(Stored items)
━━━━
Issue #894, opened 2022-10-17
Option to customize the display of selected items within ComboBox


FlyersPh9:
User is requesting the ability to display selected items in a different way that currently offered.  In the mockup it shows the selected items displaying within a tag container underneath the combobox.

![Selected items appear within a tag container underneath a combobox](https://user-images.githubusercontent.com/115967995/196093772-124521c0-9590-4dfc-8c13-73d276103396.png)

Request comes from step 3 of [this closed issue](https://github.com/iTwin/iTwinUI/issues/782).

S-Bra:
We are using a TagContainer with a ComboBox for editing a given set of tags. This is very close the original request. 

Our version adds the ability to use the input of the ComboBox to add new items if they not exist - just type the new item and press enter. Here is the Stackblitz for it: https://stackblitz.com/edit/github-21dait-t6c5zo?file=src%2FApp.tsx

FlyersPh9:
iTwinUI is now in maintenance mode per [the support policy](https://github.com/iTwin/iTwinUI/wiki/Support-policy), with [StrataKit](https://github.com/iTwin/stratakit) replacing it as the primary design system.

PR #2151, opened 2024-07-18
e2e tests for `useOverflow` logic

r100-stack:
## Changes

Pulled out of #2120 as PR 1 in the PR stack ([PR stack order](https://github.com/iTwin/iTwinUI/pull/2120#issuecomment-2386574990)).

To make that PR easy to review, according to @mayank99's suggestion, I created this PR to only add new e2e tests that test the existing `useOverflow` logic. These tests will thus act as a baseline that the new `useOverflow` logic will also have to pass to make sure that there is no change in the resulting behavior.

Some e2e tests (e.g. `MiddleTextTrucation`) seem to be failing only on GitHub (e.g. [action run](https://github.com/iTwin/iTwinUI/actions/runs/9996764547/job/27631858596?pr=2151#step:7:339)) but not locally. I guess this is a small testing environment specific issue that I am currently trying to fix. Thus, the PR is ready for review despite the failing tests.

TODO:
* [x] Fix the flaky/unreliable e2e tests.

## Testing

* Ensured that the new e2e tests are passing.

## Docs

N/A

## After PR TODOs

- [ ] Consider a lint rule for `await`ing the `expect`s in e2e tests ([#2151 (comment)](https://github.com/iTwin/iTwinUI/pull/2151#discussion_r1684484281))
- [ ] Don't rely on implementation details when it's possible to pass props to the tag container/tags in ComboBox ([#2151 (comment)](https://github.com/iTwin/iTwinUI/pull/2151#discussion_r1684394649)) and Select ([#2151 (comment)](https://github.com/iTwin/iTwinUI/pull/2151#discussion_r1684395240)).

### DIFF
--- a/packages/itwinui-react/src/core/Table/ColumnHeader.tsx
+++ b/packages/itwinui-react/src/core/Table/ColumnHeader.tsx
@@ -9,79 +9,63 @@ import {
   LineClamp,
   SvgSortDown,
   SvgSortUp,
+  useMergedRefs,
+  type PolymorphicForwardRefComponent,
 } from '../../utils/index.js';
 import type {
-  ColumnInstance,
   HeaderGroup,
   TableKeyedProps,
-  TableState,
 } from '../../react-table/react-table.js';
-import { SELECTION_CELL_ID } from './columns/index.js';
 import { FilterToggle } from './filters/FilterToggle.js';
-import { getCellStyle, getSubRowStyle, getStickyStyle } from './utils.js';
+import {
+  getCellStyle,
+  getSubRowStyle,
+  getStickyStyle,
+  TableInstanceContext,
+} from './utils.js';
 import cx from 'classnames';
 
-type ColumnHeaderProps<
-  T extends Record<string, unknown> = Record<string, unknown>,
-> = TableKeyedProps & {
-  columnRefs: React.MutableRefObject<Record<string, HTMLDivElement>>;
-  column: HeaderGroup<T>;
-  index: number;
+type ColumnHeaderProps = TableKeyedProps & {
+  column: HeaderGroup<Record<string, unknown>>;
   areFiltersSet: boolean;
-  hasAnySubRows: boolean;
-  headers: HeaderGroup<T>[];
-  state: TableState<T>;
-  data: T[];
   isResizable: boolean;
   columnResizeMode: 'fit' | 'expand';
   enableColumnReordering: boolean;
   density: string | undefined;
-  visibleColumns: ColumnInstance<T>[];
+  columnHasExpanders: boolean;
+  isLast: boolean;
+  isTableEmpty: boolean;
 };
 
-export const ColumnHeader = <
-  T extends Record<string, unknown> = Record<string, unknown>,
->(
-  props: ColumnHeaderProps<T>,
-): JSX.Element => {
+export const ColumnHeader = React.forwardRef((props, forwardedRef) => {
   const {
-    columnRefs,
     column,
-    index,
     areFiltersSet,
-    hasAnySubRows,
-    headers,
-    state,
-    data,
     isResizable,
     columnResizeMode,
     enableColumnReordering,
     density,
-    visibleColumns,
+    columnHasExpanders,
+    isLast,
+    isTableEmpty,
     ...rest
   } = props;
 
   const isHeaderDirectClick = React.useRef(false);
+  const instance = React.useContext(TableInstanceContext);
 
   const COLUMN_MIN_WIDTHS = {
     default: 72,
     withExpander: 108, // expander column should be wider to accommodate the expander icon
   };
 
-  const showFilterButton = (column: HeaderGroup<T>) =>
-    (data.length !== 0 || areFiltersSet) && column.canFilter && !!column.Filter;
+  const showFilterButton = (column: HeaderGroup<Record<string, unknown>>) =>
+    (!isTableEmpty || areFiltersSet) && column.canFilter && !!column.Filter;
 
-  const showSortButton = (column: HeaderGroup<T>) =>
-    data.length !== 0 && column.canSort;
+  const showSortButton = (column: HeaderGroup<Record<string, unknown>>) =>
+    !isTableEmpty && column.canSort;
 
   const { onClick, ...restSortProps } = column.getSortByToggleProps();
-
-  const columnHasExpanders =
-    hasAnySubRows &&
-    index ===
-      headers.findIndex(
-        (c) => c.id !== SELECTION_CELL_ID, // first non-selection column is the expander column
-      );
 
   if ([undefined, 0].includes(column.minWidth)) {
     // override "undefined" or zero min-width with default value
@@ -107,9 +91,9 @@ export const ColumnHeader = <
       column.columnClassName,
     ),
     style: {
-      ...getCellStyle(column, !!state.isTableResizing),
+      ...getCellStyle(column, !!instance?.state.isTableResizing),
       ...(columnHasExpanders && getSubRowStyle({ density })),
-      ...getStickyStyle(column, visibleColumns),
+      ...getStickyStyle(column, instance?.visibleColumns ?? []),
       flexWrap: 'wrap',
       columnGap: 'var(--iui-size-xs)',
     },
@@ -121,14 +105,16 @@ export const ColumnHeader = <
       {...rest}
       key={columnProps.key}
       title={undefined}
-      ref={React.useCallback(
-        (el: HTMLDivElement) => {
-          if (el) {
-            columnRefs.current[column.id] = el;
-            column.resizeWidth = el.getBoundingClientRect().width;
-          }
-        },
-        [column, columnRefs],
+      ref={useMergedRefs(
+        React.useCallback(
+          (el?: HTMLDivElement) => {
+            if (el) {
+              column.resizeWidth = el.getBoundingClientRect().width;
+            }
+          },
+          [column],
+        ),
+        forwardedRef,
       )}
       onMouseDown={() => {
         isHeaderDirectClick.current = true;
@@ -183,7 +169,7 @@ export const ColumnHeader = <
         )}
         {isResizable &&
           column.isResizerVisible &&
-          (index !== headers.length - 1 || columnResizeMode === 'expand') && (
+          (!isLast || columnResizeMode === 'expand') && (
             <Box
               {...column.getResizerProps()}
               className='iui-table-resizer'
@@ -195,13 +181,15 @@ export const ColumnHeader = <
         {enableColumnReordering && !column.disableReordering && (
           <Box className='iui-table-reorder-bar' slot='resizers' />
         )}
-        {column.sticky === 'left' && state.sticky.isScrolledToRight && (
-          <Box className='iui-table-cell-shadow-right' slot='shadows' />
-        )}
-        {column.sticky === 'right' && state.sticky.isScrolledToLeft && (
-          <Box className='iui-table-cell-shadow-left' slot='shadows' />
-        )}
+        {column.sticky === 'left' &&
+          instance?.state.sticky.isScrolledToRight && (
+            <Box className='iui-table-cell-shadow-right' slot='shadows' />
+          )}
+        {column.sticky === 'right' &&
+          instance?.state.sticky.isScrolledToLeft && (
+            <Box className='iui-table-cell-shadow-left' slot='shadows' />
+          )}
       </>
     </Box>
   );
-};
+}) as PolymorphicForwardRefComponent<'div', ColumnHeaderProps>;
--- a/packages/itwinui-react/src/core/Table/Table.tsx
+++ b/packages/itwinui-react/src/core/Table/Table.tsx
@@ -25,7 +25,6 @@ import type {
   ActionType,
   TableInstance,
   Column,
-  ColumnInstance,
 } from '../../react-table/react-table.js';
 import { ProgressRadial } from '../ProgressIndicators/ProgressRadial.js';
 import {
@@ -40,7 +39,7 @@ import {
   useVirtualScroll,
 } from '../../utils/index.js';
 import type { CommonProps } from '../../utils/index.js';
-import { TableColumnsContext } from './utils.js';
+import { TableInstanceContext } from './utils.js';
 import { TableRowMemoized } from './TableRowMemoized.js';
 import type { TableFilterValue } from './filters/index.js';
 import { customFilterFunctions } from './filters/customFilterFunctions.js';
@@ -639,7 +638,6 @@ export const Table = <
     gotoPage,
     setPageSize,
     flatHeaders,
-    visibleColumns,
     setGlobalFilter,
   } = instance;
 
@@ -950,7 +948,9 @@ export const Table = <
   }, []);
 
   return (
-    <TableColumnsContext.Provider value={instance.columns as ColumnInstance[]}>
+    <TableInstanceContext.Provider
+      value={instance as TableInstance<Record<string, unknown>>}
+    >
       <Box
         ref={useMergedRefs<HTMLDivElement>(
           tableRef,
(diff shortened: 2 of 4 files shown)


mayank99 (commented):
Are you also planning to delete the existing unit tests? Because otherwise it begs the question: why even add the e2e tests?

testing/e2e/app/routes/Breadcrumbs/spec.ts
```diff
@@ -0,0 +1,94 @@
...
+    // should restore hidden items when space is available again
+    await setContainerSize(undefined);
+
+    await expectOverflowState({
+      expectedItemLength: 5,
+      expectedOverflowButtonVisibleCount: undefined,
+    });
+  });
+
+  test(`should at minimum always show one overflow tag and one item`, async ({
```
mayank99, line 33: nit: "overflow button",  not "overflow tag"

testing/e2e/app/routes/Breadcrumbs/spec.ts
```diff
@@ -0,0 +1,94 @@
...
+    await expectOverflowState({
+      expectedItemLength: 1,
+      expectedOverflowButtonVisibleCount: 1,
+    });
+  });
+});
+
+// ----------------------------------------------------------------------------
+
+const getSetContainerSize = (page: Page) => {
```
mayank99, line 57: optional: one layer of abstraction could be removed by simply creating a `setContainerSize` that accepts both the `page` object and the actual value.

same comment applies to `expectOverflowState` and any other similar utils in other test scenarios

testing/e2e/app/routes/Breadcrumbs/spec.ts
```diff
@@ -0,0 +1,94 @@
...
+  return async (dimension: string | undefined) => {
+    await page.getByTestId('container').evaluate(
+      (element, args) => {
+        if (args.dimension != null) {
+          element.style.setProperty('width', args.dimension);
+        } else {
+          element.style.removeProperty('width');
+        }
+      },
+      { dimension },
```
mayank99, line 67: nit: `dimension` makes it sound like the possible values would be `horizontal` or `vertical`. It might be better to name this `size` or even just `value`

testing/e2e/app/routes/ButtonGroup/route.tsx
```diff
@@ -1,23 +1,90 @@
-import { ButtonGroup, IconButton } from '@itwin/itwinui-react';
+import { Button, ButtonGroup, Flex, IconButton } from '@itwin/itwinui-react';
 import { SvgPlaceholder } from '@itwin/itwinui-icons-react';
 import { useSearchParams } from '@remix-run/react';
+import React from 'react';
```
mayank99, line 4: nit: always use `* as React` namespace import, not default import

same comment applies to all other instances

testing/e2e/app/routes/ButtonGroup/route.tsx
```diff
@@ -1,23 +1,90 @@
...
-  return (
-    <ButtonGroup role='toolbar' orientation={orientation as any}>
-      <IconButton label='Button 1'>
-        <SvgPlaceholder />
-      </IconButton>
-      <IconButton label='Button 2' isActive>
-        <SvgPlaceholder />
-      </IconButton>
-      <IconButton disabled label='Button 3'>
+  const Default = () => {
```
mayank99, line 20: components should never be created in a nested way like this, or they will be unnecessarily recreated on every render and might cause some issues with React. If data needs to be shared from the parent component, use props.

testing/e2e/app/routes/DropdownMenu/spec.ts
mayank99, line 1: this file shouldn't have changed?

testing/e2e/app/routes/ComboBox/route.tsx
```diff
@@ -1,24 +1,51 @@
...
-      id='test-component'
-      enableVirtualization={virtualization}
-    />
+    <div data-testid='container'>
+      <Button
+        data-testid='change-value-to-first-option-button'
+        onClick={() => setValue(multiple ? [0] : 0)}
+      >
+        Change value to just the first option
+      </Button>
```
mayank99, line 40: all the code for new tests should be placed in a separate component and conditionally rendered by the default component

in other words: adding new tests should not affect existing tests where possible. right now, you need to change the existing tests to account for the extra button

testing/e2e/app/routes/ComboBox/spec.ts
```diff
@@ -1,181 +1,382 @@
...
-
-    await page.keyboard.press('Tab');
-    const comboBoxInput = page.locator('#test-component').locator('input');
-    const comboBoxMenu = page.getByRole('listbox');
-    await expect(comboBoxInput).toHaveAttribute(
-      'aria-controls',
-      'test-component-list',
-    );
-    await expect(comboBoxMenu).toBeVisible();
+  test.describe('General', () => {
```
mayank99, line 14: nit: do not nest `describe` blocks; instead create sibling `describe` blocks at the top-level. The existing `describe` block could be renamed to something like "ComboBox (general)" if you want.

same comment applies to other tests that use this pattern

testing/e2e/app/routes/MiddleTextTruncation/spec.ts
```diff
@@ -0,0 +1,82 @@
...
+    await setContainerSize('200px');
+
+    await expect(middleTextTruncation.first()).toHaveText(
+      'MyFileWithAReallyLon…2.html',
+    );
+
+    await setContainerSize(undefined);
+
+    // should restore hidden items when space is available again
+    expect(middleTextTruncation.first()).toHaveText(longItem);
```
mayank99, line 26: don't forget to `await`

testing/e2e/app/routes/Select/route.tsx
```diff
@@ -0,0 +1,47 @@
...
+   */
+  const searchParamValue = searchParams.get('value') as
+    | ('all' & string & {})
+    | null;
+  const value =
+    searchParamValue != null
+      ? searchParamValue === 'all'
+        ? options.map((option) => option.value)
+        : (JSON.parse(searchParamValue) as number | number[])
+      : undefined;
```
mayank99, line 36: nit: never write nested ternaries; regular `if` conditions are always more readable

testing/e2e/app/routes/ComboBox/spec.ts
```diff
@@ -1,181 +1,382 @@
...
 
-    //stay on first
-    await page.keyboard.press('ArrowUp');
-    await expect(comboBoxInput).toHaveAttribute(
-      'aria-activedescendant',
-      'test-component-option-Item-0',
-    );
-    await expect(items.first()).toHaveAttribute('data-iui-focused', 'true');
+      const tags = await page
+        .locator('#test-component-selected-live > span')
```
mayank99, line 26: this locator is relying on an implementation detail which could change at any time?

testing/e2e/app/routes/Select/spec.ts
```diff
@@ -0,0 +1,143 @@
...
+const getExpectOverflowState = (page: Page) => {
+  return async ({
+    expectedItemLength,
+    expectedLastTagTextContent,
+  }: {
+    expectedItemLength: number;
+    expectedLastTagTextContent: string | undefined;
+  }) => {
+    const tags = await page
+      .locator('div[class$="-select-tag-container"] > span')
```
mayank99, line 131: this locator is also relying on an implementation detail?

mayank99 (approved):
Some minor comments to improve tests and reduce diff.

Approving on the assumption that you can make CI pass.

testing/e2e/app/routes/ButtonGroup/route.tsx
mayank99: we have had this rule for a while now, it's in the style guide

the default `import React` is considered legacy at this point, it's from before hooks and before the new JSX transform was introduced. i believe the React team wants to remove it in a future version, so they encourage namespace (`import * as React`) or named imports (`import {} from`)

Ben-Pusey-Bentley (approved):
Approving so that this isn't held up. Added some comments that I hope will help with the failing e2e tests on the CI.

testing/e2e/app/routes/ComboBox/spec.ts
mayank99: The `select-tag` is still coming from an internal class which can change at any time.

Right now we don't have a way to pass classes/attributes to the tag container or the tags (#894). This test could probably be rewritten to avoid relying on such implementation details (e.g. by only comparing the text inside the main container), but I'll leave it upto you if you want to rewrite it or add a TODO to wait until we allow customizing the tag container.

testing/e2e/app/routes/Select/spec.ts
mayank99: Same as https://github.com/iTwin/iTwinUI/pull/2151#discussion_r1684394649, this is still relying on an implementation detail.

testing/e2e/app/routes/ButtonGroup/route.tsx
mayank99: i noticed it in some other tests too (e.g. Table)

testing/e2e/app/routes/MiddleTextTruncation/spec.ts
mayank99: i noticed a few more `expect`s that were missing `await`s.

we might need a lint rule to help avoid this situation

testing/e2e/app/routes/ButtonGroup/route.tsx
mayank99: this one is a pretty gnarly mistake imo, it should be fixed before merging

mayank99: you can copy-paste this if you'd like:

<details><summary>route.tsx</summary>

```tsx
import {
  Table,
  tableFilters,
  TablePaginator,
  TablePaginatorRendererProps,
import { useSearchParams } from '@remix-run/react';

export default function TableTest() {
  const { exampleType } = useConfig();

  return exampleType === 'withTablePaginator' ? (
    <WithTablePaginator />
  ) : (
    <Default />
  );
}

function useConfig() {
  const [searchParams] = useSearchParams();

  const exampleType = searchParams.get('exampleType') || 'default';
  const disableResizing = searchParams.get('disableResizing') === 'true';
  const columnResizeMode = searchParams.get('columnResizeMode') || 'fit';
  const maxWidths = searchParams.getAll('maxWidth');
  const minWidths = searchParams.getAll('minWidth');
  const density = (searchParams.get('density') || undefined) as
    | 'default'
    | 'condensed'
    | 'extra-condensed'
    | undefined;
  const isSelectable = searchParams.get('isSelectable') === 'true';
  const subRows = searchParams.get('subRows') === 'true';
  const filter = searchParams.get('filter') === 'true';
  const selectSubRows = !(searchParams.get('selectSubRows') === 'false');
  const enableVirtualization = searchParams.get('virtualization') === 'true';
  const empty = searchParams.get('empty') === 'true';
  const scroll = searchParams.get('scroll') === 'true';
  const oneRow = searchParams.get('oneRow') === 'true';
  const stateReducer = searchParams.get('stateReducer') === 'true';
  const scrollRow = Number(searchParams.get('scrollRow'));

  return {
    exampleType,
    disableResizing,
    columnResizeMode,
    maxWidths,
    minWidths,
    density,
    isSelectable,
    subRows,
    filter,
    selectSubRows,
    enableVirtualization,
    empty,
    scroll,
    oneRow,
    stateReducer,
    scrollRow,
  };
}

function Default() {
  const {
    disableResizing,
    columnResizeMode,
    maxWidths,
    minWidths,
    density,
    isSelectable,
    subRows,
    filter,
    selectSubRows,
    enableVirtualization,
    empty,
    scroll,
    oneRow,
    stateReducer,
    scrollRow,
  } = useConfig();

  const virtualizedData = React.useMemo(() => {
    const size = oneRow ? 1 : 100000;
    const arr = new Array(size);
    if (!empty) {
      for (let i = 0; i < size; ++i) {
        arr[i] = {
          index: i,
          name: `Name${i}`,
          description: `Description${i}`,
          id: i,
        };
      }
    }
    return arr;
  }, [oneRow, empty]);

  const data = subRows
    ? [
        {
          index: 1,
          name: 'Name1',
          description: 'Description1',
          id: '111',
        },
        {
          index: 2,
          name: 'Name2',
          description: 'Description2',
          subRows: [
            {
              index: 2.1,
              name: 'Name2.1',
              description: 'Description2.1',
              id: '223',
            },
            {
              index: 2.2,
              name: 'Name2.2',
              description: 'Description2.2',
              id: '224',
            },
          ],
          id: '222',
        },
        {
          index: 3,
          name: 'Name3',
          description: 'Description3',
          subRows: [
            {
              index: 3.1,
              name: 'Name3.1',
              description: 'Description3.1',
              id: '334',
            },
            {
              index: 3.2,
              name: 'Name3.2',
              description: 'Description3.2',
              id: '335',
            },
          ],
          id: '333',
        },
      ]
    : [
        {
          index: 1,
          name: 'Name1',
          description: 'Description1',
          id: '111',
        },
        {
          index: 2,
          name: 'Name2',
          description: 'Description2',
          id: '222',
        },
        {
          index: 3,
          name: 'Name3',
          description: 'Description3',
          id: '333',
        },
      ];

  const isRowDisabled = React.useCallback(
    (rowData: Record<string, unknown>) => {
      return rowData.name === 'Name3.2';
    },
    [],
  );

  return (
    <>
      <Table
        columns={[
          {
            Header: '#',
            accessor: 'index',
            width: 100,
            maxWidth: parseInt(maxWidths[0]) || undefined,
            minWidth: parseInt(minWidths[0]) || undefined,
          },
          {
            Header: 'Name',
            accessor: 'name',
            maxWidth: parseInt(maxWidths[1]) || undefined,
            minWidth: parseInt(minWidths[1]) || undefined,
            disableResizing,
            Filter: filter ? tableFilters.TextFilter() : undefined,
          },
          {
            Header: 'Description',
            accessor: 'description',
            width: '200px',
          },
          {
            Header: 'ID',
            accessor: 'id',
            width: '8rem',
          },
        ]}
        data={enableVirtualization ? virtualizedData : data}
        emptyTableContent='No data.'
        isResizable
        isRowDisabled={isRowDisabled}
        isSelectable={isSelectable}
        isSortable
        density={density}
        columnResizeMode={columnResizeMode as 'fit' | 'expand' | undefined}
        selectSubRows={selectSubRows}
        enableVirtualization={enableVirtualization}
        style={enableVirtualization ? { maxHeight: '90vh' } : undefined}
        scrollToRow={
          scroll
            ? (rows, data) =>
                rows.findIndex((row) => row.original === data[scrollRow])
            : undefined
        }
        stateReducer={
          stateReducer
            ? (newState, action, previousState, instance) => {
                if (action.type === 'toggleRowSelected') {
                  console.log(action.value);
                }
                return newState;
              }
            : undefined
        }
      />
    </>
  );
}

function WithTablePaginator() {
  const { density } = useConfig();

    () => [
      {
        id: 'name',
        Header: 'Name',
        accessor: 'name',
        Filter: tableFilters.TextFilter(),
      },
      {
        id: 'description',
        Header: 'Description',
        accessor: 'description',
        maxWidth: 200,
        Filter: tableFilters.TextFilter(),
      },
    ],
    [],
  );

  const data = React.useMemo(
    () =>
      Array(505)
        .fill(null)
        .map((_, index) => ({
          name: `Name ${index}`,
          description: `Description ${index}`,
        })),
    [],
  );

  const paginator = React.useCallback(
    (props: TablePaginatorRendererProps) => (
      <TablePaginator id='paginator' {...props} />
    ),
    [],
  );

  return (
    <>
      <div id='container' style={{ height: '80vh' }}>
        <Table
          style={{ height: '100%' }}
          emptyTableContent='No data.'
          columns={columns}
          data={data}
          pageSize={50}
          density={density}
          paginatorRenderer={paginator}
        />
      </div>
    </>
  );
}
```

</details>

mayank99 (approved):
━━━━
What you retype should run from the first line of the entries above through the line containing "Pulled out of", exactly and in full.

YOUR SOLUTION =
Issue #894, opened 2022-10-17
Option to customize the display of selected items within ComboBox


FlyersPh9:
User is requesting the ability to display selected items in a different way that currently offered.  In the mockup it shows the selected items displaying within a tag container underneath the combobox.

![Selected items appear within a tag container underneath a combobox](https://user-images.githubusercontent.com/115967995/196093772-124521c0-9590-4dfc-8c13-73d276103396.png)

Request comes from step 3 of [this closed issue](https://github.com/iTwin/iTwinUI/issues/782).

S-Bra:
We are using a TagContainer with a ComboBox for editing a given set of tags. This is very close the original request. 

Our version adds the ability to use the input of the ComboBox to add new items if they not exist - just type the new item and press enter. Here is the Stackblitz for it: https://stackblitz.com/edit/github-21dait-t6c5zo?file=src%2FApp.tsx

FlyersPh9:
iTwinUI is now in maintenance mode per [the support policy](https://github.com/iTwin/iTwinUI/wiki/Support-policy), with [StrataKit](https://github.com/iTwin/stratakit) replacing it as the primary design system.

PR #2151, opened 2024-07-18
e2e tests for `useOverflow` logic

r100-stack:
## Changes

Pulled out of #2120 as PR 1 in the PR stack ([PR stack order](https://github.com/iTwin/iTwinUI/pull/2120#issuecomment-2386574990)).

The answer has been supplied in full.